Tarihsel olarak bu özgürlüğün kullanımı esas olarak gazeteleri ilgilendiriyordu, bugün ise tüm kitle iletişim biçimlerini kapsamaktadır. Dolayısıyla teknolojinin gelişmesiyle ortaya çıkan yeni bilgi araçlarını dikkate alarak iletişim özgürlüğünden bahsetmek daha doğru olacaktır. Bunlar radyo yayıncılığı, televizyon ve belki de en sık kullanılanı olan internettir. O zaman basın özgürlüğü demokrasiye hayat veren nefestir ve hukukun üstünlüğünün temel tezahürlerinden biri olması anlamında demokrasinin temel direklerinden biridir.

Basın özgürlüğü aynı zamanda kişinin gelişmesi, potansiyelini gerçekleştirmesinin hizmetindedir ve ekonomik kalkınma lehine eylemlerin savunulmasına veya desteklenmesine de dahil edilmelidir. Kısacası demokrasi ve basın özgürlüğü bir madalyonun iki yüzüdür, çünkü onları birbirinden ayırmak mümkün değildir. Basın haklarına saygı gösterilmeyen gerçek bir demokrasiden bahsedemeyiz ve dahası, demokratik olmayan bir rejimde basın özgürlüğünün gelişeceği de düşünülemez.

Yıllar boyunca basın özgürlüğü ile demokrasi arasındaki pozitif ve içsel ilişkinin doğası aşikâr görünüyordu. Günümüzde dünya çapında demokratik sistemlerin sağlığını ve dinamizmini etkileyebilecek manialar oldukça büyük ve üstesinden gelinmesi de bir hayli zor. Temelde demokrasi, bilgilerini güçlü, bağımsız medya kuruluşlarından alan, iyi bilgilendirilmiş seçmen kitlesine dayanır. Bunlar da seçmenlerin sağladığı kamu veya özel fonlarla desteklenirler.
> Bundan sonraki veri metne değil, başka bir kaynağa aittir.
Issue #482, opened 2020-05-05
Support Node 14's native ES module


stasm:
Currently, `@fluent` packages are published as `type: "commonjs"`. This means that in Node 14, you can only import then as if they were CommonJS modules:

- From other cjs files:
```js
let {FluentBundle} = require("@fluent/bundle");
let bundle = new FluentBundle();

// Or:
let fluent_bundle = require("@fluent/bundle");
let bundle = new fluent_bundle.FluentBundle();
```

- From mjs files:
```js
import fluent_bundle from "@fluent/bundle";
let bundle = new fluent_bundle.FluentBundle();
```

It would be nice to be able to use the following import form, too, just like we can do today in browsers:
```js
import {FluentBundle} from "@fluent/bundle";
let bundle = new FluentBundle();
```

stasm:
https://nodejs.org/api/esm.html#esm_dual_commonjs_es_module_packages has a good discussion of the available approaches. I think the most promising would be the `wrapper.mjs` approach.

ranisalt:
I think the packages export all that's needed for both module and commonjs imports, so omitting `type` should suffice

tobias47n9e:
Seems like **Angular 12** is now also having troubles compiling `@fluent`

```
    ./node_modules/@fluent/bundle/esm/index.js:9:0 - Error: Module parse failed: 'import' and 'export' may appear only with 'sourceType: module' (9:0)
    File was processed with these loaders:
     * ./node_modules/@angular-devkit/build-angular/src/babel/webpack-loader.js
     * ./node_modules/@angular-devkit/build-optimizer/src/build-optimizer/webpack-loader.js
     * ./node_modules/@ngtools/webpack/src/ivy/index.js
    You may need an additional loader to handle the result of these loaders.
    |  *
    |  */
    > export { FluentBundle } from "./bundle.js";
    | export { FluentResource } from "./resource.js";
    | export { FluentType, FluentNumber, FluentDateTime } from "./types.js";
```

zbraniecki:
hi all! We are a bit low on resources temporarily (most of the focus is on fluent-rs and MessageFormat 2.0 work), so I can't promise when I'll get to this bug.

If anyone can provide a PR, I'll be happy to review and merge it

Demivan:
Webpack 5 fix: https://github.com/projectfluent/fluent.js/pull/556

PR #556, opened 2021-05-28
Remove "type": "commonjs" from package.json

### LINKED ISSUE #517: Not able to compile with webpack 5
I've updated webpack to version 5-rc1 and since then I'm getting an error with fluent packages:

```
  ERROR in ./_canny/node_modules/@fluent/bundle/esm/index.js 9:0
  Module parse failed: 'import' and 'export' may appear only with 'sourceType: module' (9:0)
  You may need an appropriate loader to handle this file type, currently no loaders are configured to process this file. See https://webpack.js.org/concepts#loaders
  |  *
  |  */
  > export { FluentBundle } from "./bundle.js";
  | export { FluentResource } from "./resource.js";
  | export { FluentType, FluentNumber, FluentDateTime } from "./types.js";
```
and
```  ERROR in ./_canny/node_modules/@fluent/langneg/esm/index.js 9:0
  Module parse failed: 'import' and 'export' may appear only with 'sourceType: module' (9:0)
  You may need an appropriate loader to handle this file type, currently no loaders are configured to process this file. See https://webpack.js.org/concepts#loaders
  |  *
  |  */
  > export { negotiateLanguages } from "./negotiate_languages";
  | export { acceptedLanguages } from "./accepted_languages";
  |
```

I now found out, that last version of webpack, which was able to to compile it was 5.0.0-beta.29

Demivan:
Setting "type" field in package.json forces Webpack to treat all files in the package as either CommonJS or EcmaScript. 
Without it Webpack correctly uses "main" and "module" fields.
Fixes #517

### DIFF
--- a/fluent-bundle/package.json
+++ b/fluent-bundle/package.json
@@ -15,7 +15,6 @@
       "email": "stas@mozilla.com"
     }
   ],
-  "type": "commonjs",
   "main": "./index.js",
   "module": "./esm/index.js",
   "types": "./esm/index.d.ts",
--- a/fluent-dedent/package.json
+++ b/fluent-dedent/package.json
@@ -11,7 +11,6 @@
       "email": "stas@mozilla.com"
     }
   ],
-  "type": "commonjs",
   "main": "./index.js",
   "module": "./esm/index.js",
   "types": "./esm/index.d.ts",
--- a/fluent-dom/package.json
+++ b/fluent-dom/package.json
@@ -18,7 +18,6 @@
       "email": "stas@mozilla.com"
     }
   ],
-  "type": "commonjs",
   "main": "./index.js",
   "module": "./esm/index.js",
   "types": "./esm/index.d.ts",
--- a/fluent-langneg/package.json
+++ b/fluent-langneg/package.json
@@ -15,7 +15,6 @@
       "email": "stas@mozilla.com"
     }
   ],
-  "type": "commonjs",
   "main": "./index.js",
   "module": "./esm/index.js",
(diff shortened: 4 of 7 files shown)


Demivan:
Looks like this fixes #482 too. I was able to import @fluent/bundle both from .cjs and .mjs file.

Pike:
Brain dump for Greg:

I recall that the current setup was a compromise between supporting some set of nodejs versions with different capabilities.

We still have node 10 in our testing matrix, which we could drop now. We also don't seem to have any sorts of integration tests with common package managers or bundlers. That part is pretty manual testing, IIRC.

Demivan:
Just checked with bundlers: Webpack 5, parcel, rollup, vite - working fine. I'm using yarn as package manager - that is working too.
Node 10, 12, 14 all work.
Node 10 only works with old syntax like described in #482. But changing "type": "commonjs" does not affect this. So I'm not sure what "type": "commonjs" fixes.
Both 12 and 14 can use native ES imports without any issue, so looks like #482 is not relevant now.

ranisalt:
Node 10 has passed it's end-of-life, I don't think someone comfortable with using that old of a Node version would mind using an equally outdated version of a dependency

gregtatum:
image

Yeah, it seems like we should only support as far back as the LTS release.

gregtatum (commented):
Hah, forgot to hit approve on it before merging. Thanks for the fix!

Siilwyn:
:wave: would it be possible to publish this in a package update? This is blocking usage for me atm.

julienw:
Thanks so much for this!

Buna ek olarak, bağımsız medya ideal olarak hesap verebilirliği, şeffaflığı, katılımı ve demokratik süreçlere dahil olmayı teşvik eden bir dizi rolü yerine getirmelidir. İdeal olarak medya doğru ve güvenilir haberler yayar, bilinçli kamusal tartışma ve münazarayı kolaylaştırır, iktidardakilerden hesap sorar ve kamu çıkarlarını korumak için bir gözlemci görevi görür. Bu temel medyanın desteklediği açık ve hesap verebilir demokratik ortam aynı zamanda gazetecilik sektörünün uzun vadeli sağlığına ve özgürlüğüne de katkıda bulunur ve bu da adil kalkınmanın temeli olarak hizmet verir.

Her ne kadar bu verimli döngü idealize edilmiş olsa da Hıfzı Ağabey’in de belirttiği gibi demokrasi ve medya arasındaki bu ilişkinin temel varsayımları sorgulanmaya başlandı. Küreselleşme, yeni teknolojiler ve otoriterliğin yükselişi sonucu ortaya çıkan değişimler, bağımsız medyayı büyük ölçüde zayıflattı. Soğuk Savaş'ın sona ermesinden bu yana bağımsız medyanın özgürlüğünde, yeteneklerinde ve etkisinde istikrarlı küresel bir düşüş olduğunu maalesef gözlemliyoruz.